I'm wondering if we could use ZERO_PAGE for shmem_getpage() too so
that we have simpler return value? Currently shmem_getpage() returns:
#1. errno and NULL *pagep
#2. 0 and valid *pagep
#3. 0 and NULL *pagep if SGP_READ

Using ZERO_PAGE should be able to consolidate #2 and #3 so that we
know there must be valid *pagep if 0 is returned. This should make
read-fault use ZERO_PAGE automatically.

>
> It does require more work than you gave it in 1/1: mainly, as you call
> out above, there's a need to note in the mapping's XArray when ZERO_PAGE
> has been used at an offset, and do an rmap walk to unmap those ptes when
> a writable page is substituted - see __xip_unmap() in Linux 3.19's
> mm/filemap_xip.c for such an rmap walk.
>
> Though when this came up before (in the "no-fault mmap" MAP_NOSIGBUS
> thread last year - which then got forgotten), Linus was wary of that
> unmapping, and it was dropped for a simple MAP_PRIVATE implementation.
>
> And I've never scoped out what is needed to protect the page from
> writing in all circumstances: in principle, it ought to be easy by
> giving shmem_vm_ops a page_mkwrite; but that's likely to come with
> a performance penalty, which may not be justified for this case.
>
> I didn't check what you did for write protection: maybe what you
> did was enough, but one has to be very careful about that.
>
> Making this change to ZERO_PAGE has never quite justified the effort
> so far: temporarily allocated pages have worked well enough in most
> circumstances.
>
> Hugh
>
> >
> > Thanks,
> > Peng
> >
> > [1] https://criu.org/Checkpoint/Restore
> > [2] https://patchwork.kernel.org/project/qemu-devel/cover/1628286241-217457-1-git-send-email-steven.sistare@oracle.com/
> >
> > Peng Liang (1):
> >   memfd: Support mapping to zero page on reading memfd
> >
> >  include/linux/fs.h         |  2 ++
> >  include/uapi/linux/memfd.h |  1 +
> >  mm/memfd.c                 |  8 ++++++--
> >  mm/memory.c                | 37 ++++++++++++++++++++++++++++++++++---
> >  mm/shmem.c                 | 10 ++++++++--
> >  5 files changed, 51 insertions(+), 7 deletions(-)
> >
> > --
> > 2.33.1
>
Matthew Wilcox Jan. 12, 2022, 4:32 a.m.
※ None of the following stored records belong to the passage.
PR #344, opened 2023-06-26
Fix merge, Battle History to ViewBattles, Academy Page, Layout Config

aumu1031:


classes/Layout.php
```diff
@@ -20,32 +20,45 @@ public function __construct(
         public string $footer,
     ) {}
 
-    public function renderBeforeContentHTML(System $system, ?User $player, string $page_title, bool $custom_page = false): void {
+    public function renderBeforeContentHTML(System $system, ?User $player, string $page_title, bool $render_header = true, bool $render_sidebar = true, bool $render_topbar = true, bool $render_content = true): void {
```
levimeahan, line 23: There's enough params we could move to each on its own line for readability
```suggestion
    public function renderBeforeContentHTML(
      System $system, 
      ?User $player, 
      string $page_title, 
      bool $render_header = true, 
      bool $render_sidebar = true, 
      bool $render_topbar = true, 
      bool $render_content = true
    ): void {
```

classes/Layout.php
```diff
@@ -71,9 +84,9 @@ public function renderBeforeContentHTML(System $system, ?User $player, string $p
         }
     }
 
-    public function renderAfterContentHTML(System $system, ?User $player, ?float $page_load_time = null, bool $custom_page = false): void {
+    public function renderAfterContentHTML(System $system, ?User $player, ?float $page_load_time = null, bool $render_content = true, bool $render_footer = true, bool $render_hotbar = true): void {
         if($this->key == 'new_geisha') {
-            if ($custom_page) {
+            if (!$render_content) {
```
levimeahan, line 89: this is way easier to understand at first glance, thank you!

pages/academy.php
```diff
@@ -0,0 +1,499 @@
...
+                    break;
+                case 'bloodline_skill':
+					if ($player->bloodline_id == $lesson_sensei['bloodline_id']) {
+						$lesson_modifier = round(SenseiManager::getLessonModifier($player->bloodline_skill, $player->exp, $lesson_sensei['bloodline_skill'], $lesson_sensei['exp'], true) * 100 - 100, 2);
+					} else {
+						throw new RuntimeException('Invalid stat!');
+                    }
+                    break;
+                case 'speed':
+                    $lesson_modifier = SenseiManager::getLessonModifier($player->speed, $player->exp, $lesson_sensei['speed'], $lesson_sensei['exp'], $lesson_sensei['specialization'] == 'speed' ? true : false);
```
levimeahan, line 294: Totally optional, but we could be slightly more specific by calling this `$lesson_gain_multiplier`  or similar

pages/viewBattles.php
```diff
@@ -106,5 +106,115 @@ function viewBattles() {
     }
 
     require 'templates/viewBattles.php';
+
+    /* Begin User Battle History */
+    if ($player->rank_num > 1 && $player->forbidden_seal->max_battle_history_view > 0) {
```
levimeahan, line 111: Should we make this like, a tab players can switch between? Like

"Live Battles" | "Your Battle History"

levimeahan (approved):
LGTM 👍

pages/viewBattles.php
aumu1031: I think that's a great improvement, will add to the list.

pages/academy.php
aumu1031: Sounds good to me.

PR #1384, opened 2021-09-07
Add SSL and HTTP2 into IPv6 on listen.conf

bergi9:
I can only serve contents with IPv6 because I'm sitting behind CGN on IPv4. When enabling HTTP2 it still not serve contents with HTTP2 as there are missing arguments in the `listen`. But it still does the SSL encryption.
Previous to this commit it generates:
```
listen 80;
listen [::]:80;

listen 443 ssl http2;
listen [::]:443;
```
Now it generates:
```
listen 80;
listen [::]:80;

listen 443 ssl http2;
listen [::]:443 ssl http2;
```

### DIFF
--- a/backend/templates/_listen.conf
+++ b/backend/templates/_listen.conf
@@ -7,7 +7,7 @@
 {% if certificate -%}
   listen 443 ssl{% if http2_support %} http2{% endif %};
 {% if ipv6 -%}
-  listen [::]:443;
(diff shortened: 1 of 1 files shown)


jc21:
Ah good catch :)

jc21:

Docker Image for build 1 is available on [DockerHub](https://cloud.docker.com/repository/docker/jc21/nginx-proxy-manager) as `jc21/nginx-proxy-manager:github-pr-1384`

PR #1474, opened 2021-10-09
Add DNS provider for Oracle Cloud Infrastructure (OCI) DNS

Djelibeybi:
Signed-off-by: Avi Miller <avi.miller@oracle.com>


Djelibeybi:
Tested `jc21/nginx-proxy-manager:github-pr-1474` on both `amd64` and `arm64` and both are working as expected.

PR #1493, opened 2021-10-17
Adds Portuguese translations

luandro:
We have a big need for this to be translated to Portuguese, as we intend various rural communities, with users new to the digital world, to be able to use this on their local networks.

I've started by adding translations to the "i18n/messages.json" file. But there's nowhere in the UI for language to be changed, and I didn't find in any part of the code translations to be changed based on browser language.

How can we start the process of adding other languages to the project?


jc21 (changes requested):
Thanks for the contribution! Just one comment as to the failure.

jc21:
FWIW this is the error CI is reporting:
```
07:57:55  ERROR in ./js/i18n/messages.json
07:57:55  Module build failed (from ./node_modules/messageformat-loader/index.js):
07:57:55  SyntaxError: Expected "#", "{", doubled apostrophe, end of input, escaped string, or plain char but "}" found.
```
However, adding translations to v2 isn't really practical since there's no UI switcher for languages and it's hard coded to english, despite the underlying support for language files.

PR #1559, opened 2021-11-04
Fixes custom location with capture groups

chaptergy:
- Renames `$upstream` to `$targetUri` in ngix config templates to prevent collision
- Does not append `$request_uri` to the url of a location if the location contains an opening bracket `(`, a closing bracket `(` and a tilde `~` signaling a regex capture group
- Does not append `$request_uri` if it is basically empty, so just a slash `/` as this would break domain-only requests (requests without a path)

Fixes https://github.com/jc21/nginx-proxy-manager/issues/1319

### DIFF
--- a/backend/templates/_location.conf
+++ b/backend/templates/_location.conf
@@ -1,5 +1,10 @@
   location {{ path }} {
-    set              $targetUri {{ forward_scheme }}://{{ forward_host }}:{{ forward_port }}{{ forward_path }}{% unless path contains "(" %}$request_uri{% endunless %};
+    set              $targetUri {{ forward_scheme }}://{{ forward_host }}:{{ forward_port }}{{ forward_path }};
+    {% unless path contains "~" and path contains "(" and path contains ")" %}
+    if ($request_uri != /){
+      set            $targetUri $targetUri$request_uri;
+    }
+    {% endunless %}
     proxy_set_header Host $host;
     proxy_set_header X-Forwarded-Scheme $scheme;
     proxy_set_header X-Forwarded-Proto  $scheme;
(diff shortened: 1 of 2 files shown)


jc21:

Docker Image for build 1 is available on [DockerHub](https://cloud.docker.com/repository/docker/jc21/nginx-proxy-manager) as `jc21/nginx-proxy-manager:github-pr-1559`

rainman369:
Hi - sorry to be "that person", but I'm not well versed in github or linux and just use unRAID + dockers to manage my media server. Do I have to do anything special to get this issue corrected or will this ultimately be an update that gets pushed out automatically? Thank you

chaptergy:
@rainman369 See https://nginxproxymanager.com/upgrading. But since you use unraid, it might be different, I have no idea how unraid works. Maybe something like [this](https://github.com/jlesage/docker-nginx-proxy-manager#unraid)? But first you have to wait until this is merged and a new release has been published. You can use the _watch_ button at the top of the github page and select _custom_ to select notifications only on new releases.

rainman369:
> @rainman369 See https://nginxproxymanager.com/upgrading. But since you use unraid, it might be different, I have no idea how unraid works. Maybe something like [this](https://github.com/jlesage/docker-nginx-proxy-manager#unraid)? But first you have to wait until this is merged and a new release has been published. You can use the _watch_ button at the top of the github page and select _custom_ to select notifications only on new releases.

Ah yes, I guess waiting for the release to actually come out would help :D Thank you!

jc21:

Docker Image for build 2 is available on [DockerHub](https://cloud.docker.com/repository/docker/jc21/nginx-proxy-manager) as `jc21/nginx-proxy-manager:github-pr-1559`

causefx:
@chaptergy I think you inadvertently caused the same issue by naming both location and proxy variables the same variable.  Those need to be different...  I would suggest keeping `$targetUri` for one of those and changing the other to whatever you want...  

Shall I open another issue up?

chaptergy:
@causefx I am assuming that variables _should_ be scoped to their respective location block, however there seems to be no documentation on that. But since nginx has lots of weird little features it's entirely possible this is not the case.  
However in https://github.com/jc21/nginx-proxy-manager/pull/1578 all this mess with the variables has been reverted anyways, since it's not working as intended either way due to other nginx limitations.

causefx:
yeah i hear ya man. either way no worries :)

PR #1565, opened 2021-11-04
Removes HSTS from admin ui

chaptergy:
Removes HSTS header from admin ui (port 81). Since it is not ssl encrypted by default and it is not possible to natively encrypt it this should not be there. This should be settable in a proxy host created to proxy the admin ui, otherwise the header would always be set, even if the proxy host does not have it set.

Fixes https://github.com/jc21/nginx-proxy-manager/issues/1560

### DIFF
--- a/backend/app.js
+++ b/backend/app.js
@@ -40,7 +40,6 @@ app.use(function (req, res, next) {
 	}
 
 	res.set({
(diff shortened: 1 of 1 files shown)


jc21:

Docker Image for build 2 is available on [DockerHub](https://cloud.docker.com/repository/docker/jc21/nginx-proxy-manager) as `jc21/nginx-proxy-manager:github-pr-1565`

PR #1614, opened 2021-11-29
Feature: Add two new headers to proxy.conf

### LINKED ISSUE #1609: proxy_set_header X-Forwarded-Host is missing in conf.d/proxy.conf
I would highly encourage to include the header `X-Forwarded-Host` in the default `proxy.conf` file.

This proxy header is used to let servers now what domain they are being proxied for and even required by some applications like [Authelia](https://www.authelia.com) (their provided [example conf](https://www.authelia.com/docs/deployment/supported-proxies/nginx.html#proxyconf) for Nginx).

If you want to read more, head to the documentation from mozilla: https://developer.mozilla.org/en-US/docs/Web/HTTP/Headers/X-Forwarded-Host

Workaround with the current version would be to insert an advanced configuration in the web ui:
```
location / {
  # Proxy!
  include conf.d/include/proxy.conf;
  proxy_set_header  X-Forwarded-Host $host;
}
```

the1ts:
Fixes #1609. Adding both  X-Forwarded-Host  and X-Forwarded-Port, this is vital for some services behind a proxy (used to allow creation of absolute links in html). I've had to include at least the Host version in the past for Jenkins and Nexus.
Been running locally for 24 hours, does not appear to break any of my 15+ services currently running behind NPM would allow people to host those problem services without the need for advanced configuration.


the1ts:
This appears to be failing due to lack of python during the sqlite3 build in the backed.
```
[2021-11-29T13:53:52.222Z] make: Entering directory '/app/node_modules/sqlite3/build'
[2021-11-29T13:53:52.222Z]   ACTION deps_sqlite3_gyp_action_before_build_target_unpack_sqlite_dep Release/obj/gen/sqlite-autoconf-3310100/sqlite3.c
[2021-11-29T13:53:52.222Z] /bin/sh: 1: python: not found
```
This appears to be looking for python2 (/usr/bin/python) rather than python3 (/usr/bin/python3), anything changed in that regard in the CI system lately?

the1ts:
I think this is because node:latest is now based on Debian bullseye (SHA1 hashes for latest and current-bullseye match). Bullseye by default no longer has python 2 installed. So either we `apt-get update ; apt-get install -y python2.7` as part of that build `docker run` or use `node:current-buster` as we did before `node:latest` moved. 
If we do option 2 we are waiting until node-gyp and dependencies move to python 3 and hoping node support buster until that happens.

operinko:
Wasn't the EOL for Python 2.7 in 2020 already? Would make absolutely *no* sense to use that going forwards.

the1ts:
If node-gyp does support python 3 , then we need to fix the bullseye alternatives to allow python 3 to be used for /usr/bin/python so the build scripts will find python in their path.
From a new minimal bullseye install.
```
# python
-bash: python: command not found
# update-alternatives --install /usr/bin/python python /usr/bin/python3 2
update-alternatives: using /usr/bin/python3 to provide /usr/bin/python (python) in auto mode
# python --version
Python 3.9.2
```

jc21:
You might have to rebase on the `develop` branch as this python fix has been added

jc21:

Docker Image for build 3 is available on [DockerHub](https://cloud.docker.com/repository/docker/jc21/nginx-proxy-manager) as `jc21/nginx-proxy-manager:github-pr-1614`

jc21:
I have to revert this PR due to #1717. Perhaps there is another way around this.

Re-reading the PR comment above, I use jenkins behind NPM and haven't had a problem with it in the past.

PR #1697, opened 2021-12-29
Sets certbot official dns plugin version requirement to match certbot version

chaptergy:
Currently official certbot dns plugins have no version requirement. This could lead to a newer version of a plugin being installed than the certbot has, and thus they could become incompatible.

This should fix https://github.com/jc21/nginx-proxy-manager/issues/1696.


jc21:

Docker Image for build 1 is available on [DockerHub](https://cloud.docker.com/repository/docker/jc21/nginx-proxy-manager) as `jc21/nginx-proxy-manager:github-pr-1697`

PR #1765, opened 2022-01-16
Set RSA key size to 4096 (defaults to 2048 which is debatably insecure)

marinmo:
If nothing else is specified the RSA key requested from letsencrypt is 2048 bits. This is possibly insecure and 4096 bit keys should be a negligible difference in processing speed.

### DIFF
--- a/docker/rootfs/etc/letsencrypt.ini
+++ b/docker/rootfs/etc/letsencrypt.ini
@@ -4,3 +4,4 @@ webroot-path = /data/letsencrypt-acme-challenge
 key-type = ecdsa
 elliptic-curve = secp384r1
 preferred-chain = ISRG Root X1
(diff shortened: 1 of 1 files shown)


jc21:

Docker Image for build 1 is available on [DockerHub](https://cloud.docker.com/repository/docker/jc21/nginx-proxy-manager) as `jc21/nginx-proxy-manager:github-pr-1765`

marinmo:
> If nothing else is specified the RSA key requested from letsencrypt is 2048 bits. This is possibly insecure and 4096 bit keys should be a negligible difference in processing speed.
I am aware NPM defaults to using elliptic curve certificates, but RSA certificates are also issued for compatibility reasons. This ensures that those certificates are equally secure.

PR #1839, opened 2022-02-08
removing HSTS include from location as it is superfluous. 

ncraig-oc:
HSTS header is already added at the server level and re-adding the host header at the location prevents inheritance from the advanced config include.

Per the NGINX documentation,
"These directives are inherited from the previous configuration level if and only if there are no add_header directives defined on the current level."

### DIFF
--- a/backend/templates/proxy_host.conf
+++ b/backend/templates/proxy_host.conf
@@ -51,7 +51,6 @@ proxy_http_version 1.1;
 
     {% endif %}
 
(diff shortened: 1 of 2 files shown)


jc21:

Docker Image for build 1 is available on [DockerHub](https://cloud.docker.com/repository/docker/jc21/nginx-proxy-manager) as `jc21/nginx-proxy-manager:github-pr-1839`

PR #1964, opened 2022-03-30
Update certbot-dns-cpanel plugin to 0.4.0

akic100:
The new version supports token authentication.


FreddyF1977:
Just encountered this issue, had to make the change manually in the container. Would be great not to have to do it on every container update.

PR #1999, opened 2022-04-13
Streams Basic Load Balancing (Allows multiple Forwarding Hosts)

eedev:
Hello,

I have added the ability to add several IPs/Hostnames to a Stream which is then defined into an upstream in the configuration.

I wanted to use your project (thank you for this!) to manage a simplistic implementation of [Nginx's TCP and UDP Load Balancing](https://docs.nginx.com/nginx/admin-guide/load-balancer/tcp-udp-load-balancer/) that would suit my needs.

Maybe someone else would be interested and add more options.


hayou:
Do you have any news from this features ? 
Regards

PR #284, opened 2022-05-25
Add `PngExportParams.Filter` option to .png export

bozaro:
I want to implement something like `optipng`: try compress .png with differ filter and get smallest image.

More info about the PNG delta filters can be found at http://optipng.sourceforge.net/pngtech/optipng.html on section 2.2.


bozaro:
Interesting observation: looks like `C.VIPS_FOREIGN_PNG_FILTER_NONE` is default filter value for .png.
But `0` is act as `auto` and select best filter on my test images...

PR #299, opened 2022-08-03
Original image type

Elad-Laufer:
When implicitly converting the image type (BMP to PNG), keep the original format available for query


tonimelisma (approved):
lgtm

PR #317, opened 2022-10-24
Add APIs to get image EXIF data and ICC profile data

AttilaTheFun:
These are two APIs I've wanted for a while and I finally got around to implementing them + making a pull request.

The first, GetICCProfile, is related to HasICCProfile but it actually returns the byte slice resulting from invoking vips_image_get_blob with the VIPS_META_ICC_NAME parameter. 

This is useful for me as well as hopefully other consumers because I want to parse the data with LCMS2 and determine the ICC profile name and whether it's a wide color profile or not.

The second API, GetExif, is related to ImageFields but it actually returns the string values in a map for all of the image fields with an "exif" prefix.

This is useful for pulling interesting information out of images like the type of camera and lens.

### DIFF
--- a/vips/header.c
+++ b/vips/header.c
@@ -6,6 +6,19 @@ unsigned long has_icc_profile(VipsImage *in) {
   return vips_image_get_typeof(in, VIPS_META_ICC_NAME);
 }
 
+unsigned long get_icc_profile(VipsImage *in, const void **data,
+                              size_t *dataLength) {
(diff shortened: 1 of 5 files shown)


AttilaTheFun:
@tonimelisma @davidbyttow Hey folks! I remember we talked about this a long time ago and I finally got around to implementing it. Let me know what you think!

tonimelisma (approved):
lgtm

AttilaTheFun:
Awesome, thanks!

Issue #313, opened 2022-10-09
Could we add a Bitdepth parameter to HIEF + AVIF export params?


AttilaTheFun:
With the release of iOS 16 and soon macOS Ventura, Apple platforms will finally support AVIF. 
(AV1 support for videos is still not available yet sadly.) See: https://caniuse.com/avif

I'm interested in using AVIF for high bit depth images on these devices. In December last year, libvips added support for 8/10/12 bit HEIC and AVIF load and save: https://github.com/libvips/libvips/pull/2596

However, AFAICT neither of the govips versions of the export parameters take the bitdepth argument. Would it be possible to add support for this to govips? I could create a PR if I could get some code pointers. I can see the export params structs but I'm not entirely sure what else needs to happen to pass that to the underlying libvips.

AttilaTheFun:
My PR fixed this issue.

PR #322, opened 2022-10-28
Add support for higher bit depth AVIF and HEIF images

AttilaTheFun:
Back in February, John helped me add support for loading and saving 8/10/12 bit HEIC and AVIF files to libvips here:
https://github.com/libvips/libvips/pull/2596

Now with the release of iOS 16 / MacOS Ventura which support AVIF images natively, I want to add support for them to my app. 

I asked about this a while ago here: https://github.com/davidbyttow/govips/issues/313 and finally had some time to implement it myself.

The changes in this PR are as follows:
- I cleaned up the HEIF / AVIF export parameters so they both now take a Bitdepth parameter like PNGs. Also libvips has renamed "speed" to "effort" so I migrated us to use that parameter name with backwards support for the speed parameter for code that used it.
- I added golden image tests for 8bit AVIF and encoding a 16bit TIF to a 12bit AVIF.
- The files I touched got auto formatted by gofmt so we should probably just commit those changes to avoid annoying future PR authors.


AttilaTheFun:
Hi again @tonimelisma and @davidbyttow 😊
I just updated to iOS 16 and MacOS Ventura and I was excited to add AVIF support to my app.
Let me know what you think!

AttilaTheFun:
Ah I see this failed the CI job because of the error:
heifsave_buffer: no property named `bitdepth'

I suspect this is because the builders have libvips 8.12.X or earlier while this param was added in 8.13.X which I have locally. I'll add a check for the libvips version.

tonimelisma:
Hey @AttilaTheFun it's difficult to read the PR as you've used a different formatter for the code. It looks like 90% of the changes are just line breaks and spacing? Would it be possible to remove these changes and just show the actual code changes?

AttilaTheFun:
Hey Tony! Sure thing -- I can do that after dinner.

I use VSCode with the default Go tools installed, though. It might be worth running gofmt once on the entire codebase for one commit rather having people fighting the formatter on every pr.

I think there is a way to create a gofmt config that is checked into the repo if you don't like the default settings.

tonimelisma:
I think all Go formatting is the same, unless you're adding line breaks manually to existing code. It's probably the C code formatting which you have different settings for.

tonimelisma (approved):
lgtm

PR #323, opened 2022-11-01
Fix bug with icc transform bit depth

AttilaTheFun:
This PR fixes a bug with the TransformICCProfile API. Here I was passing 0 for the bit depth (leaving it unset) but the default value if you do this is 8-bit. This causes ICC transforms of >8-bit images to revert to 8-bit and become distorted. The code I'm adding here was copied from the adjacent OptimizeICCProfile method which defaults to 16-bit processing unless the source image was already 8-bit.


AttilaTheFun:
@tonimelisma This one is a pretty straightforward bug fix 😅

tonimelisma (approved):
lgtm

PR #362, opened 2023-05-30
add windows support

lukeparkf12:
add windows support using static build dll file and header files of libvips.
all dll files from https://github.com/libvips/build-win64-mxe/releases/download/v8.14.2/vips-dev-w64-web-8.14.2-static.zip, and should be copied into PATH folder of your system to load dll files on execution.


tonimelisma:
Thanks @lukeparkf12! This is great stuff!

It looks like you're bundling the DLL files into the govips repository. I'm not sure if that's the best way to go around this. Perhaps you should just include the instructions in the README on how to get and install the dependencies from an official source.

Is your Windows port generally strict about the libvips version? Do you think you'll have time to maintain it?

Do you think you could also change the Github Actions CI to include a Windows-run? That would ensure that the Windows parts are up to date

lukeparkf12:
I am sorry I do not have a time for maintainning.
What I did were just adding latest include and libs from official site and platform go file for cgo config to pass build because I cannot find a way to use system PATH for LDFLAGS.
I think it should be closed without merging because PR was not enough.
I hope you know it could be easy wat just bundling includes and libs for windows when we have reliable official distributor of dll and headers.
Thank you.

tonimelisma:
Thanks Luke!

PR #370, opened 2023-07-20
Streaming support

negator:
Adds Source and Target for full streaming support.

https://www.libvips.org/2019/11/29/True-streaming-for-libvips.html

This is a fairly straightforward patch. We add two new functions `NewSourceFromReader` and `NewTargetToWriter`, along with an `ExportWriter` function and all secondary `Export[Jpeg|Tiff...]Target` functions. 

Inspired by: https://github.com/vansante/go-vips-thumbnailer

cc @tonimelisma


vips/foreign.go
```diff
@@ -131,6 +132,20 @@ func IsTypeSupported(imageType ImageType) bool {
 	return supportedImageTypes[imageType]
 }
 
+// DetermineImageTypeFromSource attempts to determine the image type of the given source
+func DetermineImageTypeFromSource(source *Source) ImageType {
+	length := 20
+	data := C.source_sniff(source.vipsSrc, C.ulong(length))
+	sh := &reflect.SliceHeader{
```
krestovolt, line 139: Hi @negator, I think you need to add `nil` check here, something like this
```go
if data == nil {
		return ImageTypeUnknown
}
```
I got this error when running test `TestNewImageFromReaderFail` (vips/image_test.go:913):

UTC | #3
On Tue, Jan 11, 2022 at 06:30:31PM -0800, Hugh Dickins wrote:
> But I have to say that use of ZERO_PAGE for shmem/memfd/tmpfs read-fault
> might (potentially) be very welcome.  Not as some MFD_ZEROPAGE special
> case, but as how it would always work.  Deleting the shmem_recalc_inode()
> cruft, which is there to correct accounting for the unmodified read-only
> pages, after page reclaim has got around to freeing them later.
> 
> It does require more work than you gave it in 1/1: mainly, as you call
> out above, there's a need to note in the mapping's XArray when ZERO_PAGE
> has been used at an offset, and do an rmap walk to unmap those ptes when
> a writable page is substituted - see __xip_unmap() in Linux 3.19's
> mm/filemap_xip.c for such an rmap walk.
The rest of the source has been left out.